- Whenever possible, immediately place patients in the ED after triage, rather that the waiting room when beds are available.
- Have workable standing orders for selected patients that can be initiated by the triage nurse. This can reduce time spent in the ED and improve compliance with so-called quality measures.
- Register the patient at the bedside. This removes registration from the time of the ED visit.
- Organize work areas to maximize the efficiency of the providers (MDs,PAs,NPs). Assign "zones" of responsibility and make a target time for seeing patients, i.e. within 10-12 minutes after being placed in the treatment room.
- Use a workable patient tracking system. This can be a whiteboad or a computer system, but it must be efficient and intuitive to use.
- Have a system for tracking charts. Don't waste time looking for a chart, know where the chart should be during every phase of care.

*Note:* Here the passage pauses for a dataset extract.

PR #172, opened 2024-03-13
Custom Show Programming Picker - next steps

chrisbenincasa:
Fairly big overhaul of the way the programming picker to start to generalize over different types of media sources. This lays the groundwork for future features, like adding different media server types (or supporting local files without a media server at all)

- Dictate the chart. It's fast, efficient, can capture all the data for accurate coding and is far superior if you have to go to court. Best of all, with new software programs, it's also become a lot cheaper.
- Make a disposition. Don't let patient's sit for hours after their work-up is complete.
- Don't let the hospital keep admits in the ED. They get less than optimal care and suffer higher mortality and morbidity. This is a hospital problem and to not address it is negligence on the part of the hospital.
- Don't let admitting physicians hold up the ER. Develop a hospital protocol that requires an admitting physician to either a) see the pateint within 30 minutes or b) use brief admitting orders to get the patient to an appropriate inpatient bed as soon as possible.